PR #171, opened 2020-06-25
Add filter panel sections

barrymcgee:
- Run Storybook
- http://localhost:65233/?path=/story/searchandfilter--external-state

Fixes https://github.com/canonical-web-and-design/juju-squad/issues/1327,
Fixes https://github.com/canonical-web-and-design/juju-squad/issues/1329

### DIFF
--- a/src/components/SearchAndFilter/FilterPanelSection/FilterPanelSection.js
+++ b/src/components/SearchAndFilter/FilterPanelSection/FilterPanelSection.js
@@ -1,0 +1,20 @@
+import React from "react";
+import PropTypes from "prop-types";
+import Chip from "../../Chip";
+
+import "./filter-panel-section.scss";
+
+const FilterPanelSection = ({ data }) => (
+  <div className="filter-panel-section">
+    <h3 className="filter-panel-section__heading">{data?.heading}</h3>
+    {data?.chips?.map((chip, i) => (
+      <Chip lead={chip.lead} value={chip.value} key={i} />
+    ))}
+  </div>
+);
+
+FilterPanelSection.propTypes = {
+  data: PropTypes.any,
+};
+
+export default FilterPanelSection;
--- a/src/components/SearchAndFilter/FilterPanelSection/FilterPanelSection.js
+++ b/src/components/SearchAndFilter/FilterPanelSection/FilterPanelSection.js
@@ -9,8 +9,12 @@ const FilterPanelSection = ({ data }) => (
     {data?.heading && (
       <h3 className="filter-panel-section__heading">{data.heading}</h3>
     )}
-    {data?.chips?.map((chip, i) => (
-      <Chip lead={chip.lead} value={chip.value} key={i} />
+    {data?.chips?.map((chip) => (
+      <Chip
+        lead={chip.lead}
+        value={chip.value}
+        key={`${chip.lead}+${chip.value}`}
+      />
     ))}
   </div>
 );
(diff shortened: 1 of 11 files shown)


anthonydillon:
After a quick chat this would be better as a sub-component.

src/components/SearchAndFilter/FilterPanelSection/FilterPanelSection.js
```diff
@@ -0,0 +1,30 @@
...
+
+import "./filter-panel-section.scss";
+
+const FilterPanelSection = ({ data }) => (
+  <div className="filter-panel-section">
+    {data?.heading && (
+      <h3 className="filter-panel-section__heading">{data.heading}</h3>
+    )}
+    {data?.chips?.map((chip, i) => (
+      <Chip lead={chip.lead} value={chip.value} key={i} />
```
hatched, line 13: If the order of the chips in the `data` changes then `key` will become invalid and trigger a re-render. It'll be a bit more performant if the key is tied to the representation of the chip, so maybe...

```suggestion
      <Chip lead={chip.lead} value={chip.value} key={chip.lead+chip.value} />
```

src/components/SearchAndFilter/FilterPanelSection/FilterPanelSection.test.js
```diff
@@ -0,0 +1,27 @@
+import { shallow, mount } from "enzyme";
+import React from "react";
+
+import FilterPanelSection from "./FilterPanelSection";
+
+const sampleData = {
+  heading: "Regions",
+  chips: [{ value: "us-east1" }, { value: "us-east2" }, { value: "us-east3" }],
```
hatched, line 8: Sample data doesn't contain `lead` nor do any of the tests.

src/components/SearchAndFilter/SearchAndFilter.test.js
```diff
@@ -3,6 +3,25 @@ import React from "react";
 
 import SearchAndFilter from "./SearchAndFilter";
 
+const sampleData = [
+  {
+    heading: "Clouds",
+    chips: [{ value: "Google" }, { value: "AWS" }, { value: "Azure" }],
```
hatched, line 9: missing `lead` in this data set as well.

src/components/SearchAndFilter/FilterPanelSection/FilterPanelSection.test.js
```diff
@@ -0,0 +1,27 @@
...
+  });
+
+  it("shows correct data passed as prop", () => {
+    const wrapper = mount(<FilterPanelSection data={sampleData} />);
+    expect(wrapper.find(".filter-panel-section").length).toEqual(1);
+    const section = wrapper.find(".filter-panel-section");
+    expect(section.find(".filter-panel-section__heading").text()).toEqual(
+      "Regions"
+    );
+    const firstChip = section.find(".p-chip").at(0);
```
anthonydillon, line 24: Can you find it via the key? Therefore the order will not matter?

src/components/SearchAndFilter/FilterPanelSection/FilterPanelSection.test.js
```diff
@@ -0,0 +1,27 @@
...
+    expect(firstChip.text()).toEqual("us-east1");
```
anthonydillon, line 25: I would expect a count check on the chip elements.

src/components/SearchAndFilter/SearchAndFilter.test.js
anthonydillon: The Chip element itself has tests to cover lead and non-lead so testing that here is probably not needed.

Issue #975, opened 2023-09-12
Show tooltips after slight delay


huwshimi:
Currently tooltips appear instantly, however this causes them to appear while you're moving your mouse past an element, sometimes causing the tooltip to block what you want to click on, and requiring the user to do a little dance to get to the right element.

![Screen Recording 2023-09-12 at 2 40 11 pm](https://github.com/canonical/react-components/assets/361637/bf0f6217-804a-4bdf-8ebd-a5f499b0cc19)

We could introduce a very small delay that requires the user to pause on an element before the tooltip appears.

Prateek32177:
Hi @huwshimi Can i work on this?

Do you need a hardcoded delay or a delay prop is required which gives additonal customisation for user to utilize the prop to set custom delay for opening the portal? addition to delay do we need to give immediate portal opening option also or only with delay is fine?

huwshimi:
> Hi @huwshimi Can i work on this?

Sure!


> Do you need a hardcoded delay or a delay prop is required which gives additonal customisation for user to utilize the prop to set custom delay for opening the portal?

By default I think the delay should be set in the few hundred milliseconds range, but I think it would be good to have a prop to allow changing the delay length.

> addition to delay do we need to give immediate portal opening option also or only with delay is fine?

I think the delay should be able to be disabled. I think this could be done using the delay length prop (above) e.g. `delay={0}`.

akmittal:
Hi @huwshimi 

I have created a PR to fix this https://github.com/canonical/react-components/pull/998. I am using default delay of 500ms.

PR #998, opened 2023-11-15
feat: Add tooltip delay(500ms by default) after mouseover

akmittal:
## Done

- Add delay of 500ms before showing tooltip after mouseover
- Delay is configurable from Props

### Storybook

```shell
yarn start
```

### QA in your project

from `react-components` run:

```shell
yarn build
npm pack
```

```shell
yarn add <path-to-tarball>
```

### QA steps

- Steps for QA.

## Fixes

Fixes: #975  .

### DIFF
--- a/src/components/Tooltip/Tooltip.tsx
+++ b/src/components/Tooltip/Tooltip.tsx
@@ -74,6 +74,10 @@ export type Props = {
    * The z-index value of the tooltip message element.
    */
   zIndex?: number;
+  /**
+   * Deplay in ms after which Tooltip will appear
+   */
+  delay?: number;
 };
 
 const getPositionStyle = (
@@ -191,6 +195,7 @@ const Tooltip = ({
   positionElementClassName,
   tooltipClassName,
   zIndex,
+  delay = 500,
 }: Props): JSX.Element => {
   const wrapperRef = useRef<HTMLElement>(null);
   const messageRef = useRef<HTMLElement>(null);
@@ -204,6 +209,13 @@ const Tooltip = ({
   });
   const { openPortal, closePortal, isOpen, Portal } = usePortal();
   const tooltipId = useId();
+  const [timer, setTimer] = useState<ReturnType<typeof setTimeout> | null>(
+    null
+  );
+  const cancelableClosePortal = useCallback(() => {
+    clearTimeout(timer);
+    closePortal();
+  }, [timer, closePortal]);
 
   useEffect(() => {
     if (isOpen && !followMouse && wrapperRef.current) {
@@ -252,10 +264,10 @@ const Tooltip = ({
   const handleKeyPress = useCallback(
     (event: KeyboardEvent) => {
       if (event.key === "Escape") {
-        closePortal();
+        cancelableClosePortal();
       }
     },
-    [closePortal]
+    [cancelableClosePortal]
   );
 
   useEffect(() => {
@@ -276,7 +288,7 @@ const Tooltip = ({
         ? !messageRef.current?.contains(e.relatedTarget)
         : e.target !== messageRef.current
     ) {
-      closePortal();
+      cancelableClosePortal();
     }
   };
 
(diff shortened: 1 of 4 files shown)


src/components/Tooltip/Tooltip.tsx
```diff
@@ -191,6 +195,7 @@ const Tooltip = ({
   positionElementClassName,
   tooltipClassName,
   zIndex,
+  delay = 500,
```
huwshimi, line 198: I wonder if 500 is a little too long? Playing around with the number it seemed like 350 was a good amount of time to me.

src/components/Tooltip/Tooltip.tsx
```diff
@@ -289,6 +301,11 @@ const Tooltip = ({
     openPortal();
   };
 
+  const deplayedOpenPortal = useCallback(() => {
+    const timeout = setTimeout(openPortal, delay);
```
huwshimi, line 305: This is currently causing a console error when the tooltip is opened. This is because the mouse event is not passed to `openPortal`.

There are two possible fixes. One is to pass the event through to the openPortal call. The second would be to upgrade to the latest version of `react-useportal` and then change the `usePortal` call above to `usePortal({ programmaticallyOpen: true})`.

huwshimi (commented):
Thanks a lot for this PR @akmittal!

I've left a few comments and it would also be good to add a few tests:
- Check that the portal is not opened until the delay time.
- Check that blur before the delay time cancels the timeout.
- Check that setting the delay to `0` causes the tooltip to appear instantly.

To write those tests you will need to use Jest's fake timers.

src/components/Tooltip/Tooltip.tsx
```diff
@@ -74,6 +74,10 @@ export type Props = {
    * The z-index value of the tooltip message element.
    */
   zIndex?: number;
+  /**
+   * Deplay in ms after which Tooltip will appear
```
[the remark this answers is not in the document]
akmittal: Made the change to add default value(350ms)

src/components/Tooltip/Tooltip.tsx
akmittal: Changed default to 350ms

src/components/Tooltip/Tooltip.tsx
akmittal: Went with the first option and passed `MouseEvent` to `openPortal `

akmittal:
> Thanks a lot for this PR @akmittal!
> 
> I've left a few comments and it would also be good to add a few tests:
> 
> * Check that the portal is not opened until the delay time.
> * Check that blur before the delay time cancels the timeout.
> * Check that setting the delay to `0` causes the tooltip to appear instantly.
> 
> To write those tests you will need to use Jest's fake timers.

Thanks for reviewing.
I have resolved review comments, still working on test cases.

huwshimi (commented):
This is looking great. One last issue: when the tests run they have an error `Warning: An update to Tooltip inside a test was not wrapped in act(...)` on most of the tests. To fix this you'll need to wrap the events that open the tooltip in `await act(async ...)` eg.

```javascript
    await act(async () => {
      await user.hover(screen.getByRole("button", { name: "Child" }));
    });
```

akmittal:
> This is looking great. One last issue: when the tests run they have an error `Warning: An update to Tooltip inside a test was not wrapped in act(...)` on most of the tests. To fix this you'll need to wrap the events that open the tooltip in `await act(async ...)` eg.
> 
> ```js
>     await act(async () => {
>       await user.hover(screen.getByRole("button", { name: "Child" }));
>     });
> ```

Completed the changes as suggested

huwshimi:
@akmittal thanks a lot for those fixes. The test run is showing some more act() warnings: https://github.com/canonical/react-components/actions/runs/6961479419/job/18948453606?pr=998#step:7:9.

I really appreciate you're work on this PR, it's very close to being complete, but I'm happy to fix up those act calls if you'd like me to.

akmittal:
> @akmittal thanks a lot for those fixes. The test run is showing some more act() warnings: https://github.com/canonical/react-components/actions/runs/6961479419/job/18948453606?pr=998#step:7:9.
> 
> I really appreciate you're work on this PR, it's very close to being complete, but I'm happy to fix up those act calls if you'd like me to.

Yes please go ahead

huwshimi (approved):
Thanks again for your contribution @akmittal! I've fixed the act warnings and slightly improved a couple of the tests. I'm going to merge this now.

Issue #958, opened 2023-08-21
Modal opens with the content already scrolled


andesol:
## Current behaviour

When you open the modal, text is already scrolled. You have to scroll up to read from the beginning.
![image](https://github.com/canonical/react-components/assets/20623084/a071d9c3-a70e-4708-b1f6-c7d0dee6685f)

## Expected behaviour
The modal's content starts off with the beginning of the text being visible. This seems to be the behaviour if you implement the modal using the css library.
![image](https://github.com/canonical/react-components/assets/20623084/44b5c256-1016-4542-a8af-f27459a694c0)

PR #999, opened 2023-11-20
fix(modal): do not scroll content when opened

andesol:
### Problem
The modal opens with the content scrolled (when there's enough content to be scrollable), so the user can't read from the beginning. It seems like this behaviour was introduced in [this commit](https://github.com/canonical/react-components/commit/6633f75a53f04114ec64435259c2017f2c435358), where the focus is moved to one of the buttons on the footer.

### Solution
Focus without scrolling into view. 

### QA steps

- `dotrun`
- Go to the `Modal` component in storybook
- Resize window till the modal becomes scrollable (or add some text to make it more obvious)
- Check that when the modal is opened the scrollbar is on top 

## Fixes

Fixes: #958

### DIFF
--- a/src/components/Modal/Modal.tsx
+++ b/src/components/Modal/Modal.tsx
@@ -99,7 +99,7 @@ export const Modal = ({
     if (close && focusableModalElements.current.length > 1) {
       focusIndex = 1;
     }
-    focusableModalElements.current[focusIndex]?.focus();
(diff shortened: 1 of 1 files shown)


andesol:
Is the support for this option good enough? https://developer.mozilla.org/en-US/docs/Web/API/HTMLElement/focus#browser_compatibility

edlerd (approved):
LGTM, thanks for the fix!

PR #1000, opened 2023-11-22
fix: contextual menu container overflow

petermakowski:
## Done

This pull request fixes the menu position when scrolling in overflowing containers.

It also simplifies the implementation by moving the dropdown element to the container.
This way, we're able to rely on CSS positioning for the menu and do not have to calculate it manually using JavaScript.

It also adds isEnabled options to existing hooks to be able to use them as a replacement for the logic that was provided by use-portal.

- fix contextual menu dropdown not being scrolled correctly in overflowing containers
- replace deprecated ClientRect with DOMRect
- fix dropdown props being passed incorrectly to the wrapper
- simplify implementation by removing the Portal and replacing it with useState
- add options to useOnEscapePressed and useClickOutside
- rename useClickOutside to useOnClickOutside for consistency
- remove the portal ref hack

### Storybook

```shell
yarn start
```

### QA in your project

from `react-components` run:

```shell
yarn build
npm pack
```

```shell
yarn add <path-to-tarball>
```

### QA steps

- Go to the overflow example
- Ensure that once you open the dropdown and scroll, menu position is in sync with the toggle
- Ensure you can switch autoAdjust on and off
- When enabled, Dropdown menu position should be adjusted in case of a long menu when position is set to the left.

## Fixes

Fixes: https://warthogs.atlassian.net/browse/MAASENG-2407


ndv99 (approved):
This looks good to me :+1:

src/components/ContextualMenu/ContextualMenuDropdown/ContextualMenuDropdown.tsx
```diff
@@ -221,48 +200,42 @@ const ContextualMenuDropdown = <L,>({
...
     <span
-      className={wrapperClass}
-      style={positionStyle as React.CSSProperties}
+      className={classNames("p-contextual-menu__dropdown", dropdownClassName)}
+      id={id}
+      aria-hidden={isOpen ? "false" : "true"}
+      aria-label={Label.Dropdown}
+      ref={dropdown}
+      style={{
+        ...(positionStyle as React.CSSProperties),
```
edlerd, line 209: I think there is no need to cast here.
```suggestion
        ...positionStyle,
```

src/components/ContextualMenu/ContextualMenu.tsx
```diff
@@ -246,45 +249,36 @@ const ContextualMenu = <L,>({
...
-        // Update the coordinates so that the menu stays relative to the
-        // toggle button.
-        updatePositionCoords();
-      }
-    },
-    [closePortal, positionNode, updatePositionCoords]
-  );
+  useOnClickOutside(wrapper, handleClose, {
+    isEnabled: closeOnOutsideClick,
+  });
```
edlerd, line 261: The `isEnabled` flag seems a bit unnatural to have in the hook.
We can let the client do that: `useOnClickOutside(wrapper, closeOnOutsideClick ? handleClose : () => {});`.

Same for the 'useOnEscapePressed` hook, that seemed cleaner without the flag.

edlerd (approved):
Looks good functionality wise. Two nitpicks about code style / simplifications. Feel free to address or keep as is.

huwshimi:
Hi @petermakowski, this was using a portal so that it could escape its container to prevent issues such as `overflow: hidden` on a parent (same as we do for tooltips, portals etc.) With this change you can see that the menus get cut off in the storybook examples:

Screenshot 2023-11-23 at 9 45 58 am

Screenshot 2023-11-23 at 9 51 48 am


Any ideas for mitigating that issue?

src/components/ContextualMenu/ContextualMenu.tsx
petermakowski: This is a pattern borrowed from react-query and I believe it's quite common: https://tanstack.com/query/v4/docs/react/guides/disabling-queries

huwshimi:
> > Hi @petermakowski, this was using a portal so that it could escape its container to prevent issues such as `overflow: hidden` on a parent (same as we do for tooltips, portals etc.)
> > Any ideas for mitigating that issue?
> 
> @huwshimi Thanks for chipping in. Very good point, clearly I was missing some context here. I intended for this to be fixed by removing `overflow: hidden` from a container, but this might not work in all cases.
> 
> In the examples that you pasted specifically this can be worked around by using automatic positioning and displaying the menu at the top of a trigger when not enough space is available at the bottom (the approach that we're exploring in MAAS currently). Having said that, it's a big change in approach and something that not all teams may want to adopt. I'll give this some more thought. Marking this as do not merge for now.

Thanks Peter, we've definitely had cases in the past where we couldn't control the overflow which is why we ended up using portals, but maybe there's another approach we haven't considered.

petermakowski:
@huwshimi This is ready for another review. I reverted changes related to relative positioning, keeping node position in sync with the container is now handled similarly to window resize.

src/components/ContextualMenu/ContextualMenu.tsx
```diff
@@ -255,6 +260,7 @@ const ContextualMenu = <L,>({
 
   const onResize = useCallback(
     (evt) => {
+      console.log("on resize!");
```
huwshimi, line 263: Oops, got a console.log here.

src/components/ContextualMenu/ContextualMenu.tsx
```diff
@@ -270,19 +276,27 @@ const ContextualMenu = <L,>({
...
   );
 
+  const onScroll = useCallback(
+    (e) => {
+      const parent = getPositionNode(wrapper.current, positionNode);
+      // update position if the scroll event is triggered by the parent of the menu
+      if (parent && e.target.contains(parent)) {
+        // Update the coordinates so that the menu stays relative to the
+        // toggle button.
+        console.log("update position!");
```
huwshimi, line 286: Oh and another console.log here too.

src/components/ContextualMenu/ContextualMenuDropdown/ContextualMenuDropdown.tsx
```diff
@@ -220,11 +221,9 @@ const ContextualMenuDropdown = <L,>({
   }, [adjustedPosition, updatePositionStyle]);
 
   return (
-    <span
-      className={wrapperClass}
-      style={positionStyle as React.CSSProperties}
-      {...props}
-    >
+    // Vanilla Framework uses .p-contextual-menu parent modifier classnames to determine the correct position of the .p-contextual-menu__dropdown dropdown (left, center, right).
+    // Extra span wrapper is required as the dropdown is rendered in a portal.
```
huwshimi, line 225: Thanks for this comment, it's really helpful.

huwshimi (approved):
Works great now, thanks for the improvement @petermakowski!

PR #1009, opened 2024-01-05
feat: adjust contextual dropdown vertical position

petermakowski:
## Done
This adjusts contextual dropdown vertical position based on the available space in the parent container. It's assuming that the container that should be used for the measurement is the first first scrollable parent of the dropdown. 

This is fairly computationally expensive, but because it happens on open it shouldn't cause issues in real-world scenarios.

- feat: adjust contextual dropdown vertical position
- add missing Button import to ContextualMenu story 

## QA
- Go to http://localhost:9009/?path=/story/contextualmenu--overflowing-container
- Verify that the first dropdown displays its content below the button and second one displays the content above.

### Storybook

```shell
yarn start
```

### QA in your project

from `react-components` run:

```shell
yarn build
npm pack
```

```shell
yarn add <path-to-tarball>
```

### QA steps

- Steps for QA.

## Fixes

Fixes: https://warthogs.atlassian.net/browse/MAASENG-2428


src/components/ContextualMenu/ContextualMenuDropdown/ContextualMenuDropdown.tsx
```diff
@@ -55,14 +56,18 @@ export type Props<L = null> = {
  */
 const getPositionStyle = (
   position: Position,
+  verticalPosition: VerticalPosition,
```
edlerd, line 59: In Tooltip we have combined positions of `btm-left`, `top-left`, `left`, etc. Maybe we should stick to the combined way of positioning? To stay backward compatible `left` can be the same as `btm-left`.

petermakowski: I did think about it, but decided against it to keep things simple. I'll try and give that a go.

petermakowski: I did think about it, but decided against it to keep things simple. I'll try and give that a go.

petermakowski: Having looked at it I'd rather treat this as a future improvement, I don't want to break the existing logic and it's already quite complex. To do this right it would need major refactoring.

As is, vertical position will be automatically adjusted and displayed at the bottom (which is as it works currently).

ndv99 (approved):
I'm happy to merge this, QA is solid, no noticeable issues in code either

Issue #1011, opened 2024-01-09
Input does not receive focus on label click without specified ID


petermakowski:
## Description:
When using the Input component, clicking on the associated label does not trigger focus on the input element if no id attribute is specified for the input. The current implementation requires an id to associate the label with the input correctly.

## Expected Behavior:
The Input component should automatically assign a unique id if one is not provided by the user. This ensures that the label and input elements are correctly associated, allowing for focus to be moved to the input when the label is clicked.

## Actual Behavior:
Clicking on the label does not move focus to the associated input when an id is not explicitly provided. This leads to accessibility violation.

## Steps to Reproduce:

1. Import the Input component from @canonical/react-components.
2. Render the Input component without specifying an id.
3. Try clicking on the label.
4. Observe that focus does not move to the input field.

## Suggested Solution:
Modify the Input component to automatically generate and assign a unique id when one is not provided. This will ensure proper label-input association as per accessibility standards.

bartaz:
@petermakowski It seems it was fixed for `Input` - would that be needed also for other input types? like select, textarea, etc?

petermakowski:
Quite possibly, I haven't checked. Depends how label is implemented there (from what I've seen it's usually not a wrapper around input which means it needs an id to be associated with this input).

PR #1012, opened 2024-01-09
fix: input label without specifying id

petermakowski:
## Done
This PR modifies the Input component to automatically generate and assign a unique id when one is not provided. This ensures correct label-input association as per accessibility standards.

- fix: input label without specifying id
  - replace instances of soon-to-be-deprecated `.toHaveErrorMessage` with `.toHaveAccessibleErrorMessage`

## QA steps
- [ ] Import the Input component from @canonical/react-components.
- [ ] Render the Input component without specifying an id.
- [ ] Click on the label.
- [ ] Make sure that input is in focus.

## Fixes

Fixes: https://github.com/canonical/react-components/issues/1011

### DIFF
--- a/src/components/Field/Field.test.tsx
+++ b/src/components/Field/Field.test.tsx
@@ -26,7 +26,7 @@ describe("Field ", () => {
         <input aria-errormessage="id-1" aria-invalid="true" />
       </Field>
     );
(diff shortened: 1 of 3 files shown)


ndv99 (approved):
LGTM

PR #1017, opened 2024-01-18
fix: move useLocation within useNotify hook to cater for latest react-router-dom limitations

mas-who:
## Done

- moved `useLocation` call from the `NotificationProvider` component into the `useNotify` hook. This circumvents the issue where react router no longer accepts usage of `useLocation` outside of the Router context.

## QA
-  I checked this by copying the change over to the lxd-ui repo, then QA'd there.


edlerd (approved):
LGTM, thanks for this fix for the react-router update.

PR #1018, opened 2024-01-18
fix: Confirmation modal can be very narrow #976

nadeem-R17:
## Done

- Given a minimum width to the confirmation modal so that width doesn't become narrow when there isn't a lot of content.

## Fixes

Fixes: #976 .

https://github.com/canonical/react-components/assets/90577359/50d41671-a028-4b71-8b90-f7f3e205c738

### DIFF
--- a/src/components/ConfirmationModal/ConfirmationModal.tsx
+++ b/src/components/ConfirmationModal/ConfirmationModal.tsx
@@ -62,7 +62,9 @@ export const ConfirmationModal = ({
       }
       {...props}
     >
-      {children}
+      <div style={{ minWidth: '480px' }}>
+        {children}
+      </div>
     </Modal>
   );
 };


src/components/ConfirmationModal/ConfirmationModal.tsx
```diff
@@ -62,7 +62,9 @@ export const ConfirmationModal = ({
       }
       {...props}
     >
-      {children}
+      <div style={{ minWidth: '480px' }}>
```
edlerd, line 65: This is problematic, if the screen size is lower than 480px.

nadeem-R17: Thank you for bringing that to my attention. I've addressed the issue by implementing an adjustable minWidth for the content, taking into consideration screen sizes lower than 480px. If you have any further suggestions or if additional changes are needed, please feel free to let me know.

https://github.com/canonical/react-components/assets/90577359/56f8c342-04b2-41c2-a424-3c100739f361

bartaz:
Thanks for your proposal @nadeem-R17, but we need to address it differently.

PR #1021, opened 2024-01-19
fix: remove invalid syntax for style imports

mas-who:
## Done

- fix issue with style imports with the `~` prefix not working with projects built with vite.

### Storybook

```shell
yarn start
```

### QA in your project

from `react-components` run:

```shell
yarn build
npm pack
```

```shell
yarn add <path-to-tarball>
```

### QA steps

- Check that styling for the table pagination component still looks okay in storybook


bartaz (approved):
This seems to fix the issue. Styling still works in storybook.

It would be good if the CSS followed Vanilla naming convention better, but it's not scope of this PR, so lets leave it and fix later.

PR #1022, opened 2024-01-19
fix: remove react-router-dom dependency from NotificationProvider

mas-who:
## Done

- Removed useLocation call from NotificationProvider. This was causing issues with react-router-dom version being used in the project that imports this component.
- Removed react-router-dom as a dependency from the project. It was only being used in `NotificationProvider`.

### Storybook

```shell
yarn start
```

### QA in your project

from `react-components` run:

```shell
yarn build
npm pack
```

```shell
yarn add <path-to-tarball>
```

### QA steps

- ensure CI tests still all pass.

### DIFF
--- a/package.json
+++ b/package.json
@@ -41,7 +41,6 @@
     "@testing-library/jest-dom": "5.17.0",
     "@testing-library/react": "14.1.2",
     "@testing-library/user-event": "14.5.2",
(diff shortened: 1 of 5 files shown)


edlerd (approved):
LGTM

________

● Exercise aim: With the line that has "LGTM, thanks for the fix!" as the first and the line that has "It also simplifies" as the last, repeat exactly that run of lines above and no more.

● The answer:
LGTM, thanks for the fix!

PR #1000, opened 2023-11-22
fix: contextual menu container overflow

petermakowski:
## Done

This pull request fixes the menu position when scrolling in overflowing containers.

It also simplifies the implementation by moving the dropdown element to the container.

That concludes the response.